You want to know what I think? I think Jesus is just beside himself trying to keep quiet until we follow these shadow desires back to the source of them. He doesn’t want to spoil the surprise. But I’m sure he must look with great anticipation to the  day when we’ve followed those shadows all the way back to its smallest width and we realize we’re actually staring at his feet. At this point there’s nothing left to do but look up. And there he is. There he was. There he will be. The one forever father. the one devoted husband. Our one and only home. Our strongest desire.

No sane human person ever willingly takes on a death. This is what makes faith in the wilderness so difficult at times. Even writing this makes me mildly uncomfortable because one day I know one of you readers might just email this piece back to me and tell me to read my own damn writing. Ha!

But this place. The place where the shadows of my greatest desires meet the shadow giver’s sandals is my favorite place to be in the entire universe. Because this is the place where we’re at his feet saying we just can’t do it and we’re just too screwed up. And this is the place where divinity bends down to lift up our chin and say “its OK. You don’t have to.
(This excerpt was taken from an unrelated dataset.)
PR #7, opened 2015-10-08
Hive import

Ishiihara:
This PR adds necessary utilities to import files in HDFS to Hive. 
@ewencp Can you take a look at it when you hive time? It's based on the WAL branch, but all the changes related to Hive are in the hive directory.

Not by yourself. I’ve already done all the heavy lifting. Just rest in my arms. Just sit at my feet and enjoy my presence. I’m not going anywhere.”

 

Yes, you are BROKEN. But its OK because you are indescribably LOVED.

Yes, the path to JOY is hard. But its OK because I’ll give you GRACE when you need it.

Yes, getting what you really want will require a DEATH on some level.

But its OK. Because you have JESUS.

 

To this, all I can do is let the tears drop down to the dirt on his toes, and say

“Oh Lord, I believe. Help my unbelief.” Mark 9:24

 

5 Replies to “Whatever is True: Jesus Shows us the Way”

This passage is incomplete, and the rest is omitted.